● **What is being asked**: Where a line below holds the string "message", that line goes into the answer.

Dataset entries
........

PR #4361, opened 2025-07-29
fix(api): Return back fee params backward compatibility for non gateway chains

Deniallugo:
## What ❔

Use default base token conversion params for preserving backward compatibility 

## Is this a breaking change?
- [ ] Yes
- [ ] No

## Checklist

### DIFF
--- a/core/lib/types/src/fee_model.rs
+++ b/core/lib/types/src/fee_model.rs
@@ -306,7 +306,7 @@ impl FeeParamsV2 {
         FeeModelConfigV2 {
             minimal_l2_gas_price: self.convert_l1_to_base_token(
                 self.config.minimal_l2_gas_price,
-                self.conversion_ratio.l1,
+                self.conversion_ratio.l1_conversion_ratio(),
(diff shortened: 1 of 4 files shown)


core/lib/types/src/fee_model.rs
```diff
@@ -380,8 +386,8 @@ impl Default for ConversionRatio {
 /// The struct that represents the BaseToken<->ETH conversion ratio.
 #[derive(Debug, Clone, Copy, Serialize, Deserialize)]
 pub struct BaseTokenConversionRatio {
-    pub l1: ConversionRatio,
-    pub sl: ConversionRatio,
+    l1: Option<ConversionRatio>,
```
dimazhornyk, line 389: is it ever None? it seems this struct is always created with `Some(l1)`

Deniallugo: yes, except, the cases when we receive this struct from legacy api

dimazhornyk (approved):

........

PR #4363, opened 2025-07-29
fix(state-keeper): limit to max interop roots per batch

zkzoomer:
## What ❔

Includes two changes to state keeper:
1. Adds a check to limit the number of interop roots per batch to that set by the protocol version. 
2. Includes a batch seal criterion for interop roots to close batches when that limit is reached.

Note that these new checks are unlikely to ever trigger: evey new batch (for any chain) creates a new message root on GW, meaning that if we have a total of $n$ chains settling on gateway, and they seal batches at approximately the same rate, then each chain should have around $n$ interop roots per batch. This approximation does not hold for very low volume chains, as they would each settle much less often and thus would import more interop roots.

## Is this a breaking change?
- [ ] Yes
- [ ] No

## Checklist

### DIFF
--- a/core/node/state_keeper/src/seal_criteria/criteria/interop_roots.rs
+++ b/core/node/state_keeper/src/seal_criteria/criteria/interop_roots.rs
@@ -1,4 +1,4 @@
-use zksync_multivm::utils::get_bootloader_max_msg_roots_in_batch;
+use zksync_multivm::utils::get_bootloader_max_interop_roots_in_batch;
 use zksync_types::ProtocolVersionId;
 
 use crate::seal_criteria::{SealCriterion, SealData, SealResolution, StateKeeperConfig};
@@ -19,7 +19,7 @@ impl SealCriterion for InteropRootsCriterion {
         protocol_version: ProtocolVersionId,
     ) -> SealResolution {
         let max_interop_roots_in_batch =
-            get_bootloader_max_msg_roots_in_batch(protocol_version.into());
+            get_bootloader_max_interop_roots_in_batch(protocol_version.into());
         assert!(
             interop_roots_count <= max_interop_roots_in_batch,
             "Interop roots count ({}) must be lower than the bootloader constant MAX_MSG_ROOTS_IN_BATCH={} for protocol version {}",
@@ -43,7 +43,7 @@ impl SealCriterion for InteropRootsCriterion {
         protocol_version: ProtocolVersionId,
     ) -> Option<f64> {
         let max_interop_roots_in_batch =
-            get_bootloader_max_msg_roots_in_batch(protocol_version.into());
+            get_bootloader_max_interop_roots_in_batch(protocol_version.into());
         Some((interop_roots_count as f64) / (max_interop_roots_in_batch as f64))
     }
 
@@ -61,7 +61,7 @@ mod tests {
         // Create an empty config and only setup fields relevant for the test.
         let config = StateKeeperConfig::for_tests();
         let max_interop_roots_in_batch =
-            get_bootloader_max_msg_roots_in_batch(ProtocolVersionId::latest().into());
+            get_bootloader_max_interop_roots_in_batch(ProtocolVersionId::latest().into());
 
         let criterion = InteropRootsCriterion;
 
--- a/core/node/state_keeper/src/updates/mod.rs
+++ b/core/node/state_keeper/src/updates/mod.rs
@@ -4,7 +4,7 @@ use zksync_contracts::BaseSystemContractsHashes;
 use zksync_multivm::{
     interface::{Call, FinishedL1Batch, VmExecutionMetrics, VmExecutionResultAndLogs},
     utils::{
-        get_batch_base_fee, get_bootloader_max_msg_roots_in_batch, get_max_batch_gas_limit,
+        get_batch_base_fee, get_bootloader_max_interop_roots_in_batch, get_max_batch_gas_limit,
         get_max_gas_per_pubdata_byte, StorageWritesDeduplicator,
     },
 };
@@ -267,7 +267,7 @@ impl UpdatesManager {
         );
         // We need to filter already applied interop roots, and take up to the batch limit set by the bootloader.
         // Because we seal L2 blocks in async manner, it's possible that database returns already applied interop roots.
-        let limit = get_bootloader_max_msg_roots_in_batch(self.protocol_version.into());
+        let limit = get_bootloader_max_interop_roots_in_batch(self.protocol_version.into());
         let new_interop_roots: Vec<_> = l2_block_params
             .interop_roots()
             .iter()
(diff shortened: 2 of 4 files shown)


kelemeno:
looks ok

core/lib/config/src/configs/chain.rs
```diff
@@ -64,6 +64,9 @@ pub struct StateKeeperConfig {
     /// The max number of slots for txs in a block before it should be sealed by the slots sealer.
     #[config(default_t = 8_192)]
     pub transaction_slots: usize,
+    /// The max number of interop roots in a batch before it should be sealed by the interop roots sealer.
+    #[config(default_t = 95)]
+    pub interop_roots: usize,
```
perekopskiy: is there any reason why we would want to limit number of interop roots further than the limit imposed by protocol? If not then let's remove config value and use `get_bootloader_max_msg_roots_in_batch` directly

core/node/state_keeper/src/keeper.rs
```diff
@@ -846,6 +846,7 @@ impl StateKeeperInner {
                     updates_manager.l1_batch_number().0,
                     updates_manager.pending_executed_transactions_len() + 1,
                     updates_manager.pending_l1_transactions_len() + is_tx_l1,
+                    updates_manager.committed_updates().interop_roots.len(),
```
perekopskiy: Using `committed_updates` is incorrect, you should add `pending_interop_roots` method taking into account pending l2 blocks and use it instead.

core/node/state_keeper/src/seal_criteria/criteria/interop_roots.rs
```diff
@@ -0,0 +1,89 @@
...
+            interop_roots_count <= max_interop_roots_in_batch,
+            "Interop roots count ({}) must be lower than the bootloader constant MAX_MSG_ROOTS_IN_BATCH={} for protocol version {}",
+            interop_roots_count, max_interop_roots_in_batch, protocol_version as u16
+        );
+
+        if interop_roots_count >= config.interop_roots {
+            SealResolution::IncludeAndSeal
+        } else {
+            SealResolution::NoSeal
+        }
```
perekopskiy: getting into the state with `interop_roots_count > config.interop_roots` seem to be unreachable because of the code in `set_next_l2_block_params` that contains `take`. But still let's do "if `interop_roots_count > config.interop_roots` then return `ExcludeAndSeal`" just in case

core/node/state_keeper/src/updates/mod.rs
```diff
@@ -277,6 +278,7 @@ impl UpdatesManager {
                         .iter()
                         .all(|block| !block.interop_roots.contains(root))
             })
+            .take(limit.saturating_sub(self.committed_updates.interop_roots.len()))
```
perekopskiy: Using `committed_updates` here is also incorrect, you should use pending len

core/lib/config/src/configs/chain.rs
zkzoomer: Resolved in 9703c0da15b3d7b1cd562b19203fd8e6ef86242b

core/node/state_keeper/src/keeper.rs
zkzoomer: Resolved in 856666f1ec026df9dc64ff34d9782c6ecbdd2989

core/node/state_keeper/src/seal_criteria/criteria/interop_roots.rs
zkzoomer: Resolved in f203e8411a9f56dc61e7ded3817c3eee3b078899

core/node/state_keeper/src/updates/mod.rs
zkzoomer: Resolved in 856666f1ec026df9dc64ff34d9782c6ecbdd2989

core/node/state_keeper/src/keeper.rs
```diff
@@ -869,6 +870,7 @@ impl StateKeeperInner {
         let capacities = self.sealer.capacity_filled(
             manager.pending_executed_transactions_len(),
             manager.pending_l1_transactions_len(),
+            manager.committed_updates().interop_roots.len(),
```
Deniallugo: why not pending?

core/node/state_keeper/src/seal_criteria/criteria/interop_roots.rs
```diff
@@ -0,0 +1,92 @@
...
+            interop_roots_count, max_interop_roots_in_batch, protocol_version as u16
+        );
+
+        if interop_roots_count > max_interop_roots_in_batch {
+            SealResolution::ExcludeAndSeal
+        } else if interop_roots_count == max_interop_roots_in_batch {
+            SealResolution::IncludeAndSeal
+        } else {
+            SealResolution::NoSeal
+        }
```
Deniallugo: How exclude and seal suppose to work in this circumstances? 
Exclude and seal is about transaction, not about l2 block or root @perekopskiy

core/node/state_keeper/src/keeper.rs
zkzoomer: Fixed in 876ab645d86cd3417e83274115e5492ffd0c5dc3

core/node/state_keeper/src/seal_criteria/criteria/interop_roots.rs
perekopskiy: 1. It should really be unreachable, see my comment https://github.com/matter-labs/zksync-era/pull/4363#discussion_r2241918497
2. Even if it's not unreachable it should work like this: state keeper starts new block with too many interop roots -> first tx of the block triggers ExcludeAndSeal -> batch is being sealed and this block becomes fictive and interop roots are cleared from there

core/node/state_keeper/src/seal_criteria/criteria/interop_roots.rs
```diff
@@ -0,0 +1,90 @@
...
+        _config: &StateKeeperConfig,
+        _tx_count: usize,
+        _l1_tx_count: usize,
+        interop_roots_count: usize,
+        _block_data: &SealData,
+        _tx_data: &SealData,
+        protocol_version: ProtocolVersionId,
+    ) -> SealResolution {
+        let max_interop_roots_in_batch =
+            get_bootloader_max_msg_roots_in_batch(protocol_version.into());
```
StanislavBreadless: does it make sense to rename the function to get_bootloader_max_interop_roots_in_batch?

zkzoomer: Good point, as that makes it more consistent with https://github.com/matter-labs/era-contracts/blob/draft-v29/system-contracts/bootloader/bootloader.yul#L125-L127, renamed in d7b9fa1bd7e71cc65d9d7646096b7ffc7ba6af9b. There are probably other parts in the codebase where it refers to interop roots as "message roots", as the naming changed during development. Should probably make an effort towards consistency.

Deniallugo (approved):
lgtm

........

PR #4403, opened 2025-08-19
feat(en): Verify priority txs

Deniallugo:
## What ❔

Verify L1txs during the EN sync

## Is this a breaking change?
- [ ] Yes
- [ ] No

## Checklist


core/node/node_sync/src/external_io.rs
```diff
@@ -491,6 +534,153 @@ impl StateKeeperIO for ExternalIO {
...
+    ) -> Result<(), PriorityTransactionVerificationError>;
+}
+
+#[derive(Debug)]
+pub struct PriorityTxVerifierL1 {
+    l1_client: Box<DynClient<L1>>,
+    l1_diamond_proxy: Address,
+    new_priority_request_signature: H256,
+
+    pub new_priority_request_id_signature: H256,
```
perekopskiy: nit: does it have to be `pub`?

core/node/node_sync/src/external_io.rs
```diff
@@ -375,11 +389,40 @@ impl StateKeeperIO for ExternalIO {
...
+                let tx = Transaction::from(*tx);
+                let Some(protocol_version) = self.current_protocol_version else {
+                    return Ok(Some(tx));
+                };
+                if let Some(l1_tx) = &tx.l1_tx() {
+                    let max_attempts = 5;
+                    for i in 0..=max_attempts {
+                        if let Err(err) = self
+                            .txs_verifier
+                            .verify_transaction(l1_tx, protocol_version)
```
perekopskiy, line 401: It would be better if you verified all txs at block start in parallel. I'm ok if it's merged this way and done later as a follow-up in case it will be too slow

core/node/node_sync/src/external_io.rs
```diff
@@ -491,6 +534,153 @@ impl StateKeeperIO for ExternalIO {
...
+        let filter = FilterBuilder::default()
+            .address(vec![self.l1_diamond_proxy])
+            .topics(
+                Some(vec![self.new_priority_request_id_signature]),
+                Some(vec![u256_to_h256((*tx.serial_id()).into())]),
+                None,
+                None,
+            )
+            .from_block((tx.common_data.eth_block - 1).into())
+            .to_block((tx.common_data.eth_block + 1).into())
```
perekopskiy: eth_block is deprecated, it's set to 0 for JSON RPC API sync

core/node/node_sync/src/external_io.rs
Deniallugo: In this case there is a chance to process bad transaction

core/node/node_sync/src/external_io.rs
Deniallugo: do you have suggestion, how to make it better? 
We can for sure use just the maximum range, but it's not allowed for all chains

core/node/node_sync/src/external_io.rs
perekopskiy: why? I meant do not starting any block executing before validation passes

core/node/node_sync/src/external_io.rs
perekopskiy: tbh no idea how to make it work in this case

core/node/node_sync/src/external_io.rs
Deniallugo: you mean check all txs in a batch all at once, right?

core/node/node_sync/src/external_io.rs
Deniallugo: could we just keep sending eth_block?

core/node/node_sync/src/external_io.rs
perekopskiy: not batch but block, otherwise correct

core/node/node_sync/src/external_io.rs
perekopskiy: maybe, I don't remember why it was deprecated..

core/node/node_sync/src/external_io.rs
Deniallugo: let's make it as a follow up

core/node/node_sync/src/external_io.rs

........

● **Written response**:
Note that these new checks are unlikely to ever trigger: evey new batch (for any chain) creates a new message root on GW, meaning that if we have a total of $n$ chains settling on gateway, and they seal batches at approximately the same rate, then each chain should have around $n$ interop roots per batch. This approximation does not hold for very low volume chains, as they would each settle much less often and thus would import more interop roots.
zkzoomer: Good point, as that makes it more consistent with https://github.com/matter-labs/era-contracts/blob/draft-v29/system-contracts/bootloader/bootloader.yul#L125-L127, renamed in d7b9fa1bd7e71cc65d9d7646096b7ffc7ba6af9b. There are probably other parts in the codebase where it refers to interop roots as "message roots", as the naming changed during development. Should probably make an effort towards consistency.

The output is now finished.